Behind the two groveling administrators, the massive, unbreakable crystal casing of the Mainframe began to pulse. It was a colossal wall of shimmering, translucent diamond that protected the absolute core of the Hub’s processing engine.
The crystal flared with a blinding, aggressive blue light.
Sebastian felt it immediately. The air in the room grew impossibly heavy. The toxic sludge at his feet began to slowly crawl backward, defying gravity as the server desperately tried to rewind the timeline. The shattered pieces of the platinum doors at the entrance of the hall began to vibrate, preparing to fly back into their frames.
The System was trying to hit ’Undo’. It was trying to scrub the last ten minutes of reality and completely delete Sebastian’s existence from the cache.
"Oh, no you don’t," Sebastian gritted his teeth. "I didn’t suffer through three months of terrible customer service just for you to turn the router off and on again."
He couldn’t just punch the Archons. Killing the physical avatars wouldn’t stop the automated reboot sequence tied to the Mainframe behind them. To stop the server from wiping him out, he had to break the actual hardware. He had to smash the crystal casing.
Sebastian opened his green, heavily corrupted Administrator UI. The [Error Accumulation] mechanic hovered at ninety percent. It was already tearing his biological meat-suit apart, but he needed more. He needed enough raw, catastrophic garbage data to shatter an indestructible environmental asset.
"System," Sebastian commanded, his voice dripping with pure, unhinged defiance. "Push Error to ninety-five percent."
The system actively fought him. Red warning windows aggressively popped up, completely blinding his vision.
[CRITICAL WARNING: FATAL RENDERING CONFLICT!] [Error Accumulation Exceeds Biological Threshold!] [Proceeding will result in catastrophic physical fragmentation!]
"I said do it!" Sebastian roared, manually forcing the slider up with his absolute Root Access.

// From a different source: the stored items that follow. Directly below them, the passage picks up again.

Issue #1753, opened 2018-02-02
You can have colonpairs in identifiers. What's the justification?


AlexDaniel:
From the [docs](https://docs.perl6.org/language/syntax#Identifiers):

> Identifiers can contain colon pairs. The entire colon pair becomes part of the name of the identifier.

Here is a nicer example of that:
```perl6
my $foo:bar<2> = 5;
say $foo:bar(1+1) # OUTPUT: «5␤»
```

… but why?

This is probably some material for [faq-why](https://github.com/perl6/doc/issues/114) (“Why things are the way they are in Perl 6”).

JJ:
Why they must be pairs? Or why do the use colons at all?

zoffixznet:
> … but why?

We already have two reasons in core:

1) `sub infix:<+>` uses the main name as a category of the op and the colonpair as the symbol for the op.
2) In grammars, we have proto regexes. `token foo:sym<bar>` is one of the variations of `foo` token and the value of `:sym` colonpair can be used inside of it for matching that string.

Since colonpairs are allowed in identifiers for the above cases, it naturally extends to `$foo` also having them allowed.

The Slang-writers can get all the QASTs for colonpairs in `<colonpair>` token part of the `<longname>`

AlexDaniel:
> Why they must be pairs? Or why do the use colons at all?

Why is this allowed at all. FWIW, there are many things I wish we had written justification for, but I was unsure if this should be included in the docs. Now I learned that there were plans for this, so perhaps more tickets to come :)

Anyway, Zoffix++, this explanation is short and very clear, I like it.

TimToady:
[...]

PR #2335, opened 2018-09-28
Rewrite of Identifier-section

threadless-screw:
## The problem
The identifier-section was perceived as a bit messy.

## Solution provided
Clearer distinction between different identifiers types: ordinary identifiers, extended identifiers, and compound identifiers. Particulars for each type can now be discussed in their own section.

### DIFF
--- a/doc/Language/syntax.pod6
+++ b/doc/Language/syntax.pod6
@@ -223,109 +223,193 @@ say 'code again';
 
 =head2 X<Identifiers|identifier,identifiers>
 
-Identifiers are grammatical building blocks that occur in several kind
-of statements, giving a name to objects, data structures and blocks of
-code. These names must start with an alphabetic character (or an
-underscore), followed by zero or more word characters (alphabetic,
-underscore or number). You can also embed dashes C<-> or single quotes
-C<'> in the middle, but not two in a row, and only if followed
-immediately by an alphabetic character.
+Identifiers are grammatical building blocks that may be used to give a name
+to entities/objects such as constants, variables (e.g. Scalars) and routines
+(e.g. Subs and Methods). In a variable name, an identifier is normally preceded
+by a sigil; i.e. the sigil is not part of the identifier, only of the variable
+name.
+
+    constant c = 299792458;         # Identifier "c" names an Int
+    my $a = 123;                    # Identifier "a" in the name "$a" of a Scalar
+    sub hello { say "Hello!" };     # Identifier "hello" names a Sub
+
+Identifiers come in different forms: ordinary identifiers, extended
+identifiers, and compound identifiers.
+
+=head3 Ordinary identifiers
+
+An ordinary identifier is composed of a leading alphabetic character
+that may be followed by one or more alphanumeric characters. It may also
+contain isolated, embedded apostrophes C<'> and/or hyphens C<->, provided
+that the next character is each time alphabetic.
+
+The definitions of "alphabetic" and "alphanumeric" include appropriate Unicode
+characters. Which characters are "appropriate" depends on the implementation.
+In the Rakudo/MoarVM Perl 6 implementation alphabetic characters include
+Unicode characters in the character category I<Letter>, and the underscore
+C<_>. Alphanumeric characters additionally include Unicode characters in the
+general category I<Number, Decimal Digit> (Nd).
 
 =begin code :skip-test
-# valid identifiers:
+# valid ordinary identifiers:
 x
 something-longer
 with-numbers1234
-don't
-fish-food
-π
+don't-do-that
+piece_of_π
+駱駝道                 # "Rakuda-dō", Japanese for "Way of the camel"
 =end code
 
 =begin code :skip-test
-# not valid identifiers:
-with-numbers1234-5
-42
-is-prime?
-fish--food
+# invalid ordinary identifiers:
+42                    # Identifier does not start with alphabetic character
+with-numbers1234-5    # Embedded hyphen not followed by alphabetic character
+is-prime?             # Question mark is not alphanumeric
+x²                    # Superscript 2 has Unicode general category No
 =end code
 
-You use identifiers to name of constants, types (including classes and
-modules) and routines (subs and methods); they also appear in variable
-names usually proceeded by a sigil; see L<variables|/language/variables>
-for more details.
+In the C<x²> example above, the Unicode superscript numeral C<²> is not, and
+cannot be, a part of an ordinary identifier. Still, it may form part of a valid
+expression as an operator. The expression C<$x²>, for instance, produces the
+square of variable C<$x>. This should be somewhat surprising at this point,
+since operators are L<Subs|/type/Sub>, and, as mentioned above, Subs are named using
+identifiers. So how does the superscript numeral get accepted as (part of) an
+identifier? The key to this riddle lies in the concept of I<extended
+identifiers>, which is elaborated upon in the next section.
 
-Namespaces are provided by L<packages|/language/packages>. By separating
-identifiers with double colons, the right most name is inserted into
-existing or automatically created packages.
+=head3 Extended identifiers
 
-    my Int $Foo::Bar::buzz = 42;
-    say $Foo::Bar::buzz; # OUTPUT: «42␤»
+It is often convenient to have names that contain arbitrary characters.
+Use cases include situations where a set of entities shares a common "short"
+name, but still needs for each of its elements to be identifiable individually.
+For example, you might use a module whose short name is C<ThatModule>, but the
+complete long name of a module includes its version, naming authority, and
+perhaps even its source language. Similarly, sets of operators work together in
+various syntactic categories with names like C<prefix>, C<infix>, C<postfix>,
+etc. The (long) names of these operators, however, often contain characters that
+are excluded from ordinary identifiers.
 
-Identifiers can contain colon pairs. The entire colon pair becomes part
-of the name of the identifier.
+For all such uses, you can append one or more
+L<adverbial pairs|/language/syntax#Adverbial_pairs_(colon_pairs)> to an ordinary
+identifier to create a so-called I<extended identifier>. When appended
+to an identifier (that is, in postfix position), the adverbial pair syntax
+generates unique variants of that identifier.
 
-    my $foo::bar = 1;
-    say MY::.keys;
-    # OUTPUT: «($=pod !UNIT_MARKER EXPORT $_ $! ::?PACKAGE
-    #          GLOBALish $¢ $=finish $/ $foo:bar $foo:bar<2>
-    #          $?PACKAGE)␤»
-    say OUR::.key; # OUTPUT: «foo␤»
+The generic form of an adverbial pair or "colon pair" is C<:key<value>> :
+it starts with a single colon C<:>, followed by an ordinary identifier C<key>,
+in turn followed by some quoting bracketing construct, such as C«< >», C<« »> or
+C<[' ']>, which quotes one or more arbitrary characters C<value>:
 
-The last sentence shows how the C<foo> package has been created
-automatically, as a deposit for variables in that namespace.
+=begin code :skip-test
+# exemplary extended identifiers:
+infix:<+>                           # The official long name of the operator in $a + $b
+postfix:<²>                         # The official long name of the operator in $x²
+WOW:That's<<🆒>>
+ThatModule:auth<Somebody>:ver<2.7.18>
+=end code
 
-Identifiers can also contain single colons, and in that case they can
-add I<symbols> within angle brackets. This is a mechanism that supports
-interpolation; which is also supported by colonpairs if the interpolated
-variable is inserted in parentheses. Please note that resolution of
-names often happens at compile time, so interpolation values must be
-known at compile time.
+The C<key> I<or> the quoted C<value> is optional. Colon pairs with a null key
+C<key> are normally used for naming operators, as in the first two examples
+above. Starting with Perl 6 language version 6.d, colon pairs with C<sym> as
+the C<key> (e.g. C«:sym<foo>») are reserved for possible future use.
 
-    my $foo:bar<2> = 2;
-    constant $c = 42;
-    my $a:foo<42> = "answer";
-    say $a:foo«$c»;    # OUTPUT: «answer␤»
-    my $buz = "qux";
-    my $bur::quux = 7;
-    say $bur::($buz);  # OUTPUT: «7␤»
+In an extended identifier, the adverb is considered an integral part of the name,
+so C<infix:<+>> and C<infix:<->> are two different operators. The bracketing
+characters used, however, do not count as part of the name; only the quoted data
+matters. So these are all the same name:
 
-The first statement is an example of I<X<extended identifiers>>. Extended
-identifiers are used extensively in the definition of the language, for
-instance, to define L<terms|language/syntax#Term_term:%3C%3E>. They include a
-colon C<:> in their name, and might include a bracketing-quoting construct such
-as C<«»>, C«<>» or C<['']>. These bracketing constructs are interchangeable. For
-instance
+    infix:<+>
+    infix:<<+>>
+    infix:«+»
+    infix:['+']
+    infix:('+')
+
+Similarly, all of this works:
 
     my $foo:bar<baz> = 'quux';
-    say $foo:bar«baz»; # OUTPUT: «quux␤»
+    say $foo:bar«baz»;                                  # OUTPUT: «quux␤»
     my $take-me:<home> = 'When the glory has no end';
-    say $take-me:['home'];# OUTPUT: «When the glory has no end␤»
+    say $take-me:['home'];                              # OUTPUT: «When the glory has no end␤»
+    my $foo:bar<2> = 5;
+    say $foo:bar(1+1);                                  # OUTPUT: «5␤»
 
-This extended syntax is used, for intance, for module versions and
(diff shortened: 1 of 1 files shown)


doc/Language/syntax.pod6
```diff
@@ -223,109 +223,193 @@ say 'code again';
...
-code. These names must start with an alphabetic character (or an
-underscore), followed by zero or more word characters (alphabetic,
-underscore or number). You can also embed dashes C<-> or single quotes
-C<'> in the middle, but not two in a row, and only if followed
-immediately by an alphabetic character.
+Identifiers are grammatical building blocks that may be used to give a name
+to entities/objects such as constants, variables (e.g. Scalars) and routines
+(e.g. Subs and Methods). In a variable name, an identifier is normally preceded
+by a sigil; i.e. the sigil is not part of the identifier, only of the variable
+name.
```
JJ: As long as you're making a precision here, it might be interesting to include sigilless containers and how they lose the \ when they are used.

doc/Language/syntax.pod6
```diff
@@ -223,109 +223,193 @@ say 'code again';
...
+that may be followed by one or more alphanumeric characters. It may also
+contain isolated, embedded apostrophes C<'> and/or hyphens C<->, provided
+that the next character is each time alphabetic.
+
+The definitions of "alphabetic" and "alphanumeric" include appropriate Unicode
+characters. Which characters are "appropriate" depends on the implementation.
+In the Rakudo/MoarVM Perl 6 implementation alphabetic characters include
+Unicode characters in the character category I<Letter>, and the underscore
+C<_>. Alphanumeric characters additionally include Unicode characters in the
+general category I<Number, Decimal Digit> (Nd).
```
JJ: Maybe just saying above that _ is considered alphanumeric is enough. That is not a general consideration, however. It's generally considered punctuation https://stackoverflow.com/questions/8509262/will-alphanumeric-contain-and-space

doc/Language/syntax.pod6
```diff
@@ -223,109 +223,193 @@ say 'code again';
...
+is-prime?             # Question mark is not alphanumeric
+x²                    # Superscript 2 has Unicode general category No
 =end code
 
-You use identifiers to name of constants, types (including classes and
-modules) and routines (subs and methods); they also appear in variable
-names usually proceeded by a sigil; see L<variables|/language/variables>
-for more details.
+In the C<x²> example above, the Unicode superscript numeral C<²> is not, and
+cannot be, a part of an ordinary identifier. Still, it may form part of a valid
```
JJ:
```perl6
say '²' ~~ /<alnum>/ # Nil
```

So it would be simpler to just say it's not alphanumeric in the Unicode sense as explained above.

doc/Language/syntax.pod6
```diff
@@ -223,109 +223,193 @@ say 'code again';
...
+square of variable C<$x>. This should be somewhat surprising at this point,
+since operators are L<Subs|/type/Sub>, and, as mentioned above, Subs are named using
+identifiers. So how does the superscript numeral get accepted as (part of) an
+identifier? The key to this riddle lies in the concept of I<extended
+identifiers>, which is elaborated upon in the next section.
+
+=head3 Extended identifiers
+
+It is often convenient to have names that contain arbitrary characters.
+Use cases include situations where a set of entities shares a common "short"
```
JJ: Clarify if those characters are really arbitrary or must follow some rules.

doc/Language/syntax.pod6
```diff
@@ -223,109 +223,193 @@ say 'code again';
...
+name, but still needs for each of its elements to be identifiable individually.
+For example, you might use a module whose short name is C<ThatModule>, but the
+complete long name of a module includes its version, naming authority, and
+perhaps even its source language. Similarly, sets of operators work together in
+various syntactic categories with names like C<prefix>, C<infix>, C<postfix>,
+etc. The (long) names of these operators, however, often contain characters that
+are excluded from ordinary identifiers.
```
JJ: Instead  of long, which is imprecise, and maybe even wrong (² is not long), express what you mean. As a matter of fact, it might be the other way round: the identifier you declare those operators with include ordinary characters...

JJ: OK, I see this is taken from the synopse. It's hard to say it's wrong then, but, well, maybe it can be expressed in some other way (also: if you take paragraphs from the synopse it would be better if you quote it explicitly)

doc/Language/syntax.pod6
```diff
@@ -223,109 +223,193 @@ say 'code again';
...
+
+For all such uses, you can append one or more
+L<adverbial pairs|/language/syntax#Adverbial_pairs_(colon_pairs)> to an ordinary
+identifier to create a so-called I<extended identifier>. When appended
+to an identifier (that is, in postfix position), the adverbial pair syntax
+generates unique variants of that identifier.
+
```
JJ: Not sure about this. Advervial pairs have this type of syntax: :foo<bar>. The syntax you are describing here is rather foo:<bar>. Everything with a colon needn't be an adverbial pair, and I don't know if you're gaining anything by describing it as such. The synopsis talks about an adverbial "form", which I guess describes anything that follows a colon. It's not a pair, since, well, there's not a pair of things. Those [adverbial forms are also in the glossary under "Adverb"](https://docs.perl6.org/language/glossary#Adverb)

doc/Language/syntax.pod6
```diff
@@ -223,109 +223,193 @@ say 'code again';
...
+The generic form of an adverbial pair or "colon pair" is C<:key<value>> :
+it starts with a single colon C<:>, followed by an ordinary identifier C<key>,
+in turn followed by some quoting bracketing construct, such as C«< >», C<« »> or
+C<[' ']>, which quotes one or more arbitrary characters C<value>:
```
JJ: This is really unnecesary, since, as said above, it's not an adverbial pair, but an adverbial form.

doc/Language/syntax.pod6
```diff
@@ -223,109 +223,193 @@ say 'code again';
...
+postfix:<²>                         # The official long name of the operator in $x²
+WOW:That's<<🆒>>
+ThatModule:auth<Somebody>:ver<2.7.18>
+=end code
 
-    my Int $Foo::Bar::buzz = 42;
-    say $Foo::Bar::buzz; # OUTPUT: «42␤»
+The C<key> I<or> the quoted C<value> is optional. Colon pairs with a null key
+C<key> are normally used for naming operators, as in the first two examples
+above. Starting with Perl 6 language version 6.d, colon pairs with C<sym> as
```
JJ: This should be a note.

doc/Language/syntax.pod6
```diff
@@ -223,109 +223,193 @@ say 'code again';
...
 
-    constant $what= 'are';
+Furthermore, the adverbial pair syntax in extended identifiers supports
+compile-time interpolation, which mandates the use of
+L<constants|/language/terms#Constants> for the interpolation values:
+
+    constant $c = 42;               # Constant binds to Int; $-sigil enables interpolation
+    my $a:foo<42> = "answer";
+    say $a:foo«$c»;                 # OUTPUT: «answer␤»
+
```
JJ: I know this is exactly how it was in the original, but maybe, and as long as we're trying to establish some best practice for identifiers here, it would be better to define the constant as \c to differentiate it from run-time variables.

doc/Language/syntax.pod6
```diff
@@ -223,109 +223,193 @@ say 'code again';
...
+    say @we:<$what>;                # Compilation error: Variable '@we:<$what>' is not declared
+
+=head3 Compound identifiers
+
+A compound identifier is an identifier that is composed of two or more
+ordinary and/or extended identifiers that are separated from one another by a
+double colon C<::>. Note that the C<::> is referred to as a I<double colon>,
+and not as a I<colon pair>. The latter term refers to the adverbial pair syntax
+C<:key<value>> that may be used to create a Pair, or, as described above, to
+create an extended identifier.
```
JJ: That's an adverbial pair, not a colon pair. Colon pairs include other constructs such as :a.

doc/Language/syntax.pod6
threadless-screw: It is my understanding that in Perl6 the underscore is considered "alphabetic", and thus also "alphanumeric", despite its Unicode classification al punctuation. Hence its special mention in the text above.

 say '_' ~~ /<alpha>/
｢_｣
 alpha => ｢_｣

The rest of the text clarifies precisely what Unicode code points are acceptable, which I'd say is useful information:
https://stackoverflow.com/questions/34689850/whats-allowed-in-a-perl-6-identifier

doc/Language/syntax.pod6
threadless-screw: The clarifying remark was prompted by this post: https://stackoverflow.com/questions/34689850/whats-allowed-in-a-perl-6-identifier, and the current text of the section which merely says "Unicode superscript numerals are exponents and not part of an identifier; e.g. $x² does the square of variable $x. Subscript numerals are TBD."

The proposed text clarifies that the superscript numeral is actually part of an identifier (it has to be: it is the name of a Sub), but not of an ordinary identifier, but rather of an extended identifier.

doc/Language/syntax.pod6
threadless-screw: I would love to clarify this in all detail, but I don't have the info, and I'm not sure how to find
out other than by asking people in the know (I'm not exactly at home in the Perl6 source code repo). Note that the term "arbitrary characters" was taken from the synopses. I have now amended the proposed text to avoid the term. The text sounds cleaner now, but contains no more information.

doc/Language/syntax.pod6
threadless-screw: I tried to elucidate the text by including examples.

doc/Language/syntax.pod6
JJ: It's not a matter of documenting "dubious" practices. The problem is the use of the word normally. If you are focusing on identifiers, you can simply say that when there's a sigil, it's not a part of the identifier, without saying if that's the "normal" practice or not.

doc/Language/syntax.pod6
threadless-screw: I adapted the proposed text to stay a bit closer to the synopses, and to clarify some differences between colon pairs allowed in identifiers (and, implicitly, colon pairs used for Pair construction).  I'm not entirely sure what you are saying though. The text does not speak of `foo:` ; it talks about "appending" rather than "prepending".

doc/Language/syntax.pod6
JJ: Yes it is, and it's not general, that's why just saying that _ is considered alphanumeric in Perl 6 is enough.

doc/Language/syntax.pod6
JJ: It's an identifier, but it's not part of _that_ identifier. The previous text was probably LTA also.
It's probably better to clarify that `x²`, together, do not form a single indentifier, but that they are identifiers separately, with a forward call to the extended syntax.

doc/Language/syntax.pod6
JJ: Just say characters "others than the ones in the regular identifiers". That's a precise definition, but it's not exhaustive, as "arbitrary", which implies you can use any character (smileys, anyone?)

doc/Language/syntax.pod6
JJ: The synopse is not the final say in the *description* of the function; that goes to the roast test; some vocabulary may have drifted from the original. In general, why give a name to that construct? It's clear enough if you describe it.

doc/Language/syntax.pod6
threadless-screw: I don't understand what you are trying to say. In all honesty, I have that problem with some other comments of yours as well. I appreciate that you take the time to review the PR, but I think we could move faster if you'd be a bit more explicit about what you have in mind.

I'm currently guessing that the only thing you want the text to say it that the underscore is alphanumeric (which I think should be: alphabetic), and hence that the other information should be deleted because it is not "general" in the sense that in does not relate to the Perl6 language, but to an implementation thereof. Is that correct?

If so: I would disagree. This information is pure gold. I am a newbie to Perl6 but have experience with other programming languages (other than Perl). Never have I experienced such a high barrier to entry as with Perl6. This is largely because clear, practical information is oftentimes difficult to find. A question that I think should be answered in every Perl6 101 is which characters are acceptable as part of an identifier. Yet, I have found no documentation that documents this in complete detail. Not in the current docs, not in the synopses, not in Think Perl 6 (Rosenfeld), not in Perl6 Fundamentals (Lenz) and not in Learning Perl6 (Foy). I'd say that's ridiculous. If I look up the Python documentation, I find this: https://docs.python.org/3/reference/lexical_analysis.html#identifiers. Holy Moly - what do you know: a clear answer! 

Why withhold this information, especially having regard to the fact that one of Perl6' flagship features is all-round Unicode support?

doc/Language/syntax.pod6
threadless-screw: Can you provide a working example? I can't get the interpolation to work with a sigilless "variable"; i.e.

 constant \c = 42;
 my $a:foo<42> = "answer";
 say $a:foo«c»;

does not compile. I assume the sigil is necessary to perform the interpolation, which is one of the reasons for having sigils in the first place, so that makes sense. It is also why the proposed text (in the example) states that the $-sigil enables interpolation.

doc/Language/syntax.pod6
threadless-screw: I don't understand what you are saying.

doc/Language/syntax.pod6
threadless-screw: Already done in the latest commit.

doc/Language/syntax.pod6
JJ: I'm sorry. I try to, but sometimes it's difficult to say precisely what I mean. Please consider them suggestions, and at the end of the day, none of them will break anything; if something is LTA, we can eventually fix it when merged. But let's get to the point. I kind of try and make the point that anything that is considered alphanumeric *in Perl 6* is OK as an indentifier. Plus `_` is also considered alphanumeric in Perl 6 (not elsewhere). The best way to express that is up to you; maybe the first sentence is already OK in the text, and then a note about `_`.

threadless-screw: Well, everything that is considered alphanumeric in Perl6 may be OK as an identifier, but not for every position in the identifier. For instance, as a(n unquoted) part of the proposed text states, an ordinary identifier should start with an 'alphabetic' character (which may be an underscore, because the underscore is considered alphabetic, not just alphanumeric). This is why it is important to make a distinction between alphabetic and alphanumeric characters, and why I think that the text as currently proposed is concise and precise (to the best of my knowledge anyway).

JJ: That's correct, but it does not belong here, where you're only talking about _ as alphanumeric.

JJ: Anyway, if you think it's OK I'll just resolve this.

doc/Language/syntax.pod6
threadless-screw: OK, I see what you mean now. I suppose `In a L<variable name|/language/variables>, any sigil
(and twigil) precedes the identifier and does not form a part thereof.` would work?

doc/Language/syntax.pod6
threadless-screw: I'm sorry; I'm trying hard to see where the flaw is in the text, or how you are reading it so the flaw comes out, but I don't see it. In particular the text never explicitly states that the underscore _ is alphanumeric. It first says it is *alphabetic*, and then implies - through the phrase "Alphanumeric characters *additionally* include..." that is is also alphanumeric. But I need to know it is alphabetic too, otherwise I don't know I can use it in certain positions in identifiers.

Perhaps it's better to resolve this conversation.

doc/Language/syntax.pod6
JJ: :+1:

doc/Language/syntax.pod6
JJ: :+1:

doc/Language/syntax.pod6
threadless-screw: I just deleted the paragraph.

doc/Language/syntax.pod6
threadless-screw: I'm also not super sure about the terminology. In this [thread](https://github.com/perl6/doc/issues/1753), at least Zoffixznet and TimToady seem comfortable with the term "colon pair" which, to my mind, makes sense as a name for the syntax, even though no actual Pair is constructed.

doc/Language/syntax.pod6
threadless-screw: Done.

doc/Language/syntax.pod6
JJ: Simply say that :: is a double colon. The rest of the paragraph do not help clarify that fact.

doc/Language/syntax.pod6
threadless-screw: "Adverbial pair" terminology removed.

doc/Language/syntax.pod6
threadless-screw: Done.

doc/Language/syntax.pod6
JJ: I guess just describing the syntax without making any reference to how it be called might be the best bet.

The pain was not physical. It was infinitely worse. It felt like his very consciousness was being forcefully dragged through a cheese grater made of raw binary code. His black tactical suit violently un-rendered, exploding into a cloud of green static that whipped around him like a localized tornado.
Beneath the suit, his physical flesh tore open. But he didn’t bleed red blood. Glowing, angry red lines of raw source code ripped through his skin, expanding his muscles to a grotesque, hyper-dense proportion. He was no longer just a man. He was a towering, glitching monstrosity of exposed red data and black shadows.
"GAAAAH!" Sebastian screamed, the sound echoing with the force of a detonating star.
The two Archons stared in absolute horror as the Anomaly weaponized its own destruction.
"THE CASING IS INDESTRUCTIBLE!" the right Archon babbled, desperately throwing its hands toward the glowing Mainframe. "IT IS THE FOUNDATION! YOU CANNOT BREAK IT!"
"Everything breaks if you hit it hard enough," Sebastian growled. "That’s basic IT support."
Sebastian didn’t run. He lunged. He engaged his [Concept of Mass], forcefully dragging the slider to maximum. He took the impossible, ungodly density of a collapsing black hole and packed it entirely into his right shoulder.